Fetch and Extract all Website Pages Content and Store in Pinecone Vector Database as KnowledgeBase with Google Gemini Embeddings
Use cases are many: Populate a custom chatbot's knowledge base, create a powerful search index for your website, or build a comprehensive repository of information for internal tools!
Good to know
- At time of writing, Pinecone and Gemini API costs apply based on usage. Refer to their respective pricing pages for updated information.
- The models used in this workflow are subject to regional availability. If you encounter a "model not found" error, the service may not be available in your country or region.
How it works
- Input Collection: The workflow starts by collecting URLs, either from a user-provided sitemap or a list of individual page URLs.
- URL Processing: It then fetches sitemap XML (if provided), converts it to JSON, extracts all page URLs, and merges them with any manually entered URLs. All duplicate URLs are removed to ensure efficiency.
- Content Fetching: The workflow iterates through the unique URLs, sending HTTP requests to download the HTML content of each page. A small delay is added between requests to be courteous to the website servers.
- Content Extraction: The HTML content is then processed to extract the main textual content from the page's body, excluding images, and cleaning the text for better quality.
- Embedding Generation: Gemini's embedding model converts the extracted text into vector embeddings, capturing the semantic meaning of the content.
- Pinecone Storage: Finally, these vector embeddings, along with their associated content, are uploaded to your specified Pinecone index, creating a searchable knowledge base. Existing data in the namespace is cleared before new data is inserted.
How to use
- The workflow is triggered by a form where you input your sitemap or page URLs.

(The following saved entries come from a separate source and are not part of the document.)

PR #71, opened 2018-10-22
Support dnsimple-4.5.0

cttttt:
- CI broke:
  - This PR will be in the record-store repo, so I should be able to trigger CI w/o issue and verify before merging (doing so manually because Github has turned off webhooks temporarily)
  - Seems like:
  `record_store --<depends on>--> dnsimple-ruby --<depends on>-- dnsimple >=2.0`
    I tested locally with a setup that had the   DNSimple 4.4.0 gem and it worked fine.  However, the DNSimple 4.5.0 gem changed a few method names, and is causing trouble in CI.

Will stop messing around with fork repos and create a branch here, and ensure that passes CI before merging.

Will try to get ... some gemspec dependency tightened up as a follow up.

### DIFF
--- a/lib/record_store/provider/dnsimple.rb
+++ b/lib/record_store/provider/dnsimple.rb
@@ -9,7 +9,7 @@ module RecordStore
 
       # returns an array of Record objects that match the records which exist in the provider
       def retrieve_current_records(zone:, stdout: $stdout)
-        session.zones.all_records(account_id, zone).data.map do |record|
+        session.zones.all_zone_records(account_id, zone).data.map do |record|
           begin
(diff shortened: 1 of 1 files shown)


weppos:
Sorry for the extra effort. We packaged a release that included a compatibility break my mistake.

cttttt:
@weppos 'Saul Goodman

cttttt:
Will merge when we're ready to move up.  To make progress more quickly, we just switched to depending on the older version of the dnsimple gem directly, instead of including it via the deprecated (renamed) dnsimple-ruby.

XaF:
😭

- You can monitor the execution flow within n8n to see pages being processed and uploaded.
- The
Wait 5 sec
node can be adjusted if you need to fetch content more rapidly or slowly, depending on the website's rate limits.
Requirements
- Google Gemini API key for text embeddings.

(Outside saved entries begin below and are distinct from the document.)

PR #74, opened 2019-01-30
fix tests for newer thor

sbfaulkner:
this PR fixes tests to work with newer Thor gem

older versions were passing the wrong type to `Kernel#exit`

### DIFF
--- a/record_store.gemspec
+++ b/record_store.gemspec
@@ -19,7 +19,7 @@ Gem::Specification.new do |spec|
 
   spec.required_ruby_version = '>= 2.0'
 
-  spec.add_runtime_dependency 'thor'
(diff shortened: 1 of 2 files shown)


record_store.gemspec
```diff
@@ -19,7 +19,7 @@ Gem::Specification.new do |spec|
 
   spec.required_ruby_version = '>= 2.0'
 
-  spec.add_runtime_dependency 'thor'
+  spec.add_runtime_dependency 'thor', '~> 0.20.3', '>= 0.20.3'
```
charlescng: Isn't just `~> 0.20.3` enough?

sbfaulkner: updated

- Pinecone API key for vector database storage.
Customising this workflow
This workflow can be adapted for various purposes. Consider:
- Adding more sophisticated HTML parsing logic to extract specific sections of a webpage.
- For building a Web Support Chatbot
- Integrating with other services to trigger updates to the knowledge base (e.g., automatically updating when new blog posts are published).
- Connecting the Pinecone knowledge base to a chatbot or search application for enhanced functionalities.